* **Your goal**
From top to bottom, each entry below must be reproduced exactly.

Collected data entries:
PR #341, opened 2022-04-28
PR: Add workaround for `mode` argument in QTextCursor.movePosition (Pyside2)

rear1019:
See commit message/comment in code for details.

PR #346, opened 2022-05-20
PR: Add workaround for `mode` argument in QTextCursor.movePosition (PySide6)

rear1019:
Also see PR #341


dalthviz (approved):
Thanks @rear1019 for your help with this!

PR #344, opened 2022-05-01
PR: Add missing imports and modules

DaelonSuzuka:
QtWebSockets was not being imported when using PySide6.

Some other modules appear to missing imports as well:

- Qt3DAnimation.py
- QtDBus.py
- QtDesigner.py
- QtLocation.py
- QtNetworkAuth.py
- QtOpenGlWidgets.py
- QtPositioning.py
- QtTextToSpeech.py
- QtWebEngine.py
- QtXmlPatterns.py

It's possible that some of these were omitted on purpose, but there's no indication of that in the code.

* **Answer area**
PR #341, opened 2022-04-28
PR: Add workaround for `mode` argument in QTextCursor.movePosition (Pyside2)

rear1019:
See commit message/comment in code for details.

PR #346, opened 2022-05-20
PR: Add workaround for `mode` argument in QTextCursor.movePosition (PySide6)

rear1019:
Also see PR #341


dalthviz (approved):
Thanks @rear1019 for your help with this!

PR #344, opened 2022-05-01
PR: Add missing imports and modules

DaelonSuzuka:
QtWebSockets was not being imported when using PySide6.

Some other modules appear to missing imports as well:

- Qt3DAnimation.py
- QtDBus.py
- QtDesigner.py
- QtLocation.py
- QtNetworkAuth.py
- QtOpenGlWidgets.py
- QtPositioning.py
- QtTextToSpeech.py
- QtWebEngine.py
- QtXmlPatterns.py

It's possible that some of these were omitted on purpose, but there's no indication of that in the code.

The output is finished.